Does the IAB already conduct research using big data?

Yes. I have mentioned the BA’s Jobbörse, a project by Christian Hutter has been working on this for some time (more information can be found here). Other projects are currently beginning. Perhaps you have heard about the Marienthal study? The study observed an entire city, and measured and wrote down by hand how the activities of the people in the city changed after a large factory closed down. Today, you can measure in completely different ways, with our mobile phones many of us already have a measuring device in their pocket which you can, of course, also use for research purposes. Together with the group of Mark Trappmann, we are currently developing an app which allows a modern form of the Marienthal study. Of course, this will only be possible if we find enough volunteers to participate, and if there are not too large selectivities. We will examine this as well.

Does the use of big data also threaten data protection in labour market research?

Data protection is very important to the IAB. This will not change in the context of big data. What is interesting for us all is how the new EU General Data Protection Regulation, coming into force in May 2018, will be implemented. I think it is important that everyone providing data has a basic understanding about what happens with their data, why it is important to provide them, and what risks exist. There is often diffuse scepticism because not enough is known about which measures are already taken to protect data. However, the landscape generally changes if more and more data are available which can be linked to each other. On the one hand, we can gain valuable insights thanks to big data. On the other hand, we must make sure that this happens in good faith and in the interest of the general public, and that data protection provisions are complied with. Some research data centres in Germany are already working on this subject – here in the IAB as well.

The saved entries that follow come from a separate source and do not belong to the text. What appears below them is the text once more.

Issue #2616, opened 2022-02-06
'sub' in constant expression is unhandled


QuLogic:
Running tests (using several patches from #2515) with Go 1.18 fails with:
```
i64 sub (i64 ptrtoint ([0 x i8]* @"internal/fuzz._ecounters" to i64), i64 ptrtoint ([0 x i8]* @"internal/fuzz._counters" to i64))
panic: unknown constant expr
```

I _think_ this comes from [this bit of code in the fuzzer](https://github.com/golang/go/blob/d588f487703e773ba4a2f0a04f2d4141610bff6b/src/internal/fuzz/counters_supported.go#L20):
```
	size := uintptr(unsafe.Pointer(&_ecounters)) - uintptr(addr)
```

deadprogram:
@aykevl can you please take a look?

aykevl:
I'm starting to think it may be better to stub out the entire internal/fuzz package because it makes too many assumptions about the compiler and linker.
(If we ever want to implement fuzz testing in TinyGo, we could revisit this decision).

deadprogram:
I would agree with that decision for now.

lmaltsis:
I have run into this issue independently. here's a minimal trigger:

```go
package main

import (
    "unsafe"
)

var glob uintptr

func init() {
    b := make([]byte, 1)
    glob = uintptr(unsafe.Pointer(&b[len(b)-1])) - 1
}

func main() {}
```

PR #2725, opened 2022-03-19
Support Go 1.18, updated

dkegel-fastly:
This is https://github.com/tinygo-org/tinygo/pull/2515 rebased against current dev, with a few new commits fixing missing signal values, adding a missing stub or two, and crucially, fixing #2726 , now with Damian's magic hack when goroot is 1.18 or above.

The testdata change in this branch differs from qulogic's slightly for no good reason.

(Includes  @QuLogic's stub fuzzer to avoid https://github.com/tinygo-org/tinygo/issues/2616;
one of the commits in this branch addresses an other little problem that come up along the way to that failure.)


dgryski:
This PR passes the test corpus, which is a nice vote of confidence.

dgryski:
Just realized my `interface{} -> any` rewrite patch should check that we're running 1.18 or above before doing the replacement.

dkegel-fastly:
OK, the interface{} -> any rewrite patch  is now versioned as you suggested.

aykevl:
IMHO it's not necessary to keep testing Go 1.17 on Windows or MacOS, unless you think there is a risk of regression that isn't caught by existing Linux/Go1.17 tests.

dkegel-fastly:
Yeah, I only started doing the 1.17 builds again when I saw 1.18 failed on windows, just wanted to see if 1.17 still worked there (it does).  I was going to remove it once 1.18 works on windows.

deadprogram:
@dkegel-fastly can you please resolve the merge conflict and rebase against `dev` so we can see what is still left to do.

deadprogram:
So looks like just Windows 1.18 not passing, if I am reading the output correctly.

dkegel-fastly:
Yup.

Tests fail on windows with 1.18.
It seems the compiler crashes when building compress/flate and index/suffixarray?
Error message may vary, latest is
```
runtime: VirtualAlloc of 802816 bytes failed with errno=1455
fatal error: out of memory
```
https://github.com/tinygo-org/tinygo/runs/5871904692?check_suite_focus=true

dkegel-fastly:
Because windows builds are failing with go 1.18, but people want to start using go 1.18, I removed
the CI changes; when this lands, motivated early adopters will be able to build dev with go 1.18
and help find problems.  I can open another PR for the CI changes...

deadprogram:
Seems like a practical approach to me. @aykevl any comment before merge?

deadprogram (approved):

deadprogram:
Let's goooooooooooooooooooo! Merging, thank you @dkegel-fastly

aykevl:
A bit late, but I think it's fine to merge. However, I do think we should at least try to fix the Windows issue before release or a lot of people will be very confused.

deadprogram:
Agreed for sure we need to fix it. I think @dkegel-fastly will now create a PR just for the CI changes so we can make sure all platforms are working. This PR was just to unblock people on other platforms from making a build from `dev` and having it work for their testing purposes.

aykevl:
Hmm, `GOOS=windows tinygo test compress/flate` works on my Linux system (with wine). That's unfortunate. Looks like it needs an actual Windows system.

dkegel-fastly:
Yup.  Doesn't reproduce on wine here, either.

dkegel-fastly:
The abort is in the compiler, and would presumably show up if you could run the windows version of go in wine, but wine can't quite handle that yet.

dkegel-fastly:
I just tried running the compiler under wine, roughly:
```
$ wine64 msiexec /i go1.18.windows-amd64.msi
$ cd ~/.wine/drive_c
$ mkdir -p users/dkegel/go
$ export GOPATH='c:\users\dkegel\go'
$ cd "Program Files"/go/bin
$ wine64 go.exe test testing
...
0134:fixme:process:SetProcessPriorityBoost (FFFFFFFFFFFFFFFF,1): stub
ok      testing 7.645s

$ wine64 go.exe test compress/flate
...
write C:\users\dkegel\Temp\go-build1476500739\b023\vet.cfg: Invalid handle.
...
--- PASS: Example_synchronization (0.00s)
PASS
ok      compress/flate  6.089s
FAIL
04f4:fixme:file:NtLockFile I/O completion on lock not implemented yet
$ wine64 --version
wine-6.0.2
```
so while there is some problem on exit in wine, it's not the problem we're looking for, and you probably do need to run on real windows.

When running go.exe to build or test something, Mac OS 11.6.5 puts up a dialog saying delete executable or cancel about 20 times; click cancel each time to allow running a downloaded executable.  (Presumably there is some way to bless go.exe and its tools, but I haven't checked.)

dkegel-fastly:
See https://github.com/tinygo-org/tinygo/issues/2762 for the bug.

Stefan Bender, the former Head of the BA’s Research Data Centre at the IAB, is co-editor of an interesting book on this topic: Privacy, Big Data and the Public Good. I highly recommend this book to anyone interested in more details.

What challenges arise for the training and further training of scientific staff due to big data?

Education and awareness-raising for data protection issues and maintaining informational self-determination in general – this is very important to me – as well as awareness for data quality which we have already discussed. In the past, further trainings mainly covered learning evaluation techniques. This is still important and many things are happening in this field but what is new is the need to know which data are suitable for which questions and understanding the data-generating processes. There is also much to be learnt in terms of preparation of data, i.e., how to transform pictures or texts into figures. This is why we are currently working on establishing several training opportunities. Around the earlier mentioned ARDF there is a whole training series aimed at government employees working with administrative data. Key is here to learn the techniques while answering research questions.

“We are building an international continuing education study programme for survey and data science .”

For a wider audience and a broader range of topics we are building an international continuing education study programme. The project is funded by the Federal Ministry of Education and Research within the framework of the federal-and-state competition “Advancement through Education: Open Universities” (Aufstieg durch Bildung: offene Hochschulen). The IAB is a partner, the University of Mannheim which organises this course of study in Survey and Data Science in cooperation with the University of Maryland (survey-data-science.net) is the main responsible body.

The questions were asked by Martin Schludi.